In discussions following the original posting of this change, Viro observed that:

So, if all goes well, the semaphore might eventually not be needed and any remaining measured regression will go along with it.

The change from exclusive to shared locking brought up another performance issue of a different kind. This issue affects directory reads ("readdir") rather than lookup; readdir was changed to use shared locking at the same time that lookup was changed, and for many of the same reasons. In particular, it affects dcache_readdir(), which is used by filesystems that keep all entries in a directory in the dcache. Specifically, it affects tmpfs.

dcache_readdir() acquires the d_lock spinlock for the directory, and similar locks on the entries in the directory.

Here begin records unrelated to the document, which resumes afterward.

PR #217, opened 2018-11-15
PN-323: On My Matches page make match score search criteria more user friendly

veronikaslc:
Done.

### DIFF
--- a/matching-notification-resources/src/main/resources/resources/uicomponents/matchingNotification/matchesTable.js
+++ b/matching-notification-resources/src/main/resources/resources/uicomponents/matchingNotification/matchesTable.js
@@ -41,13 +41,9 @@ var PhenoTips = (function (PhenoTips) {
         $('send-notifications-button').on('click', this._sendNotification.bind(this));
         $('expand_all').on('click', this._expandAllClicked.bind(this));
 
-        $('show-matches-score').on('input', function() {this._utils.clearHint('score-validation-message');}.bind(this));
-        $('show-matches-phen-score').on('input', function() {this._utils.clearHint('score-validation-message');}.bind(this));
-        $('show-matches-gen-score').on('input', function() {this._utils.clearHint('score-validation-message');}.bind(this));
-
-        $('show-matches-score').on('change', function() {this.validateScore($('show-matches-score').value, 'show-matches-score', 'score-validation-message', true);}.bind(this));
-        $('show-matches-phen-score').on('change', function() {this.validateScore($('show-matches-phen-score').value, 'show-matches-phen-score', 'score-validation-message', true);}.bind(this));
-        $('show-matches-gen-score').on('change', function() {this.validateScore($('show-matches-gen-score').value, 'show-matches-gen-score', 'score-validation-message', true);}.bind(this));
+        this._overallScoreSlider = this._initiateScoreSlider('show-matches-score', (!this._isAdmin) ? 0.4 : 0.1, 0.5);
+        this._phenScoreSlider = this._initiateScoreSlider('show-matches-phen-score', 0, 0);
+        this._genScoreSlider = this._initiateScoreSlider('show-matches-gen-score', 0, 0.1);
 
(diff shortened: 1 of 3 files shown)


allasm:
I think it is less convenient now. The table displays the score, while the sliders have some unspecified scale. I think we need to add the number to the slider somehow (to the left/right? on top of the slider handle?)

(I would also remove the shadow, it drags to much attention to itself - while those sliders are not needed for most of the interaction time)

sashaandjic:
I think switching to percentages in filters and in the grid would make more sense to a typical person.

allasm:
Note: overall score is set correctly - the range does not start from 0

I'm not sure percentages make sense. A percent score will rei force the notion of "this much similar" while in fact this is a non-linear score, and e.g genetic score of 0.2 does not mean 20% similar, it doesnt mean anything in particular, just our scoring  algorithm decided that this is the score, amd higher score generally correlates with more similar patients. The only scores that make sense is 0 (no similarity) and 1 (the same - though not necessarilg to be precise)

sashaandjic:
I think the default are still not correct.
screen shot 2018-11-20 at 9 06 00 am
screen shot 2018-11-20 at 9 06 28 am

marta-:
I haven't tested this myself, but if the last screenshot from Sasha is still accurate please find a place to display the selected value (real time) for each slider

veronikaslc:
The last commit is work in progress, please do not test.

veronikaslc:
Ready for test and review.

matching-notification-resources/src/main/resources/resources/uicomponents/matchingNotification/matchesTable.js
```diff
@@ -114,6 +105,31 @@ var PhenoTips = (function (PhenoTips) {
         Event.observe(window, 'resize', this._buildTable.bind(this));
     },
 
+    _initiateScoreSlider: function(id, minScore, initialScore) {
```
marta-: Please rename to `initializeScoreSlider`

veronikaslc:
TODO: fix the slider handle relative positioning (ex. when the slider says .5 but doesn't look like it is at .5 on the scale)

marta-:
The positioning of the handle is still corresponding to the actual value as can be seen in the screenshots:

image

image

The middle of the slider should always be on the value. That means the side wil somethimes be outside the scale line:
image

Setting the margin left to be negative half of the width and allowing the handle to move until its center reaches the end of the scale should fix this.

matching-notification-resources/src/main/resources/resources/uicomponents/matchingNotification/matchesTable.js
```diff
@@ -119,6 +110,32 @@ var PhenoTips = (function (PhenoTips) {
...
+        var progressEl = filterEl.down('.progress');
+        var handleEl = filterEl.down('.handle');
+
+        var slider = new Control.Slider(handleEl, filterEl, {
+            range: $R(minScore, 1),
+            sliderValue: initialScore,
+            onSlide: function(value) {
+                progressEl.setStyle({ width: parseInt(window.getComputedStyle(handleEl, null).getPropertyValue("left").replace('px', '')) + 2 + "px"});
+                // round a float to the nearest 0.05
+                handleEl.update((Math.ceil(value*20)/20).toFixed(2));
```
marta-: Precision of 2 decimals doesn't look great for numbers like `0` or `0.5`, especially when you move a slider that is at its initial value just a little bit, and it turns from `0` to `0.00`. This may help:  
```suggestion
                handleEl.update((Math.ceil(value*20)/20).toFixed(2).toString().replace(/[\.]?0+$/, ''));
```

veronikaslc:
Addressed last codereview comments, please, see on http://172.20.4.87:8080/MatchingNotification/MatchesTable

marta-:
Brittney finds the fact that one of the sliders starts at 0.1 (or 0.4) and the other 2 start at 0 very confusing. She would like us to reconsider having all sliders start at 0 and somehow disable the range that is not permitted for the avg score.

PR #220, opened 2018-11-21
PN-346: Final modifications for 1.1.13

veronikaslc:


allasm:
A few issues are found:
- if a case is solved but has no pubmedID contact button is now shown
- secondary ("grey") version of contact button is not show if case is already contacted

veronikaslc:
Addressed:
-if a case is solved but has no Pubmed ID contact button is not shown
- secondary ("grey") version of contact button is not show if a match is already contacted (PN-369?)
- in admin table there is an extra (last) column in the header of the table (probably PN-370)

PR #224, opened 2018-11-30
PN-390: My patient link is broken in the contact email template

veronikaslc:
Changed back changes for stable aimed for PN 1.2


allasm:
I searched the entire PN repository for `getDocumentReference()` and there are a lot of matches. Should we review every single one of them to avoid a similar bug elsewhere?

Previously, when readdir held an exclusive lock on the directory's mutex, these locks would mostly be uncontended and so impose minimal cost. With only a shared lock it is possible for parallel readdir operations to experience much more contention on these locks. Usually, finer grained locking improves performance, but when those locks result in more contention events, it can work the other way. As Viro described it when he reported the problem, there is now "an obscene amount of grabbing/releasing ->d_lock [...] And unlike mutex (or rswem exclusive), contention on ->d_lock chews a lot of cycles."

This difficulty seems well on the way to being resolved with a proposed patch that reduces the number of times that d_lock is claimed. It would not be fair to say that the shared-locking changes created this problem, but it does highlight that, when you make changes to locking rules, strange and unexpected results can certainly appear. This is why ongoing performance testing that looks for regressions, especially in unusual workloads, is so important; it is encouraging to see that happening.

There is clearly a lot of testing happening though, as Viro observed separately in the context of some NFS-related races, "we really need a consolidated regression testsuite". Full coverage for network filesystems is more challenging than local filesystems, in part because it really requires multiple machines. Ad-hoc testing by the community certainly does find bugs, as we have seen here, but it seems that though we have much more structured testing than we once did, we would still benefit from having more.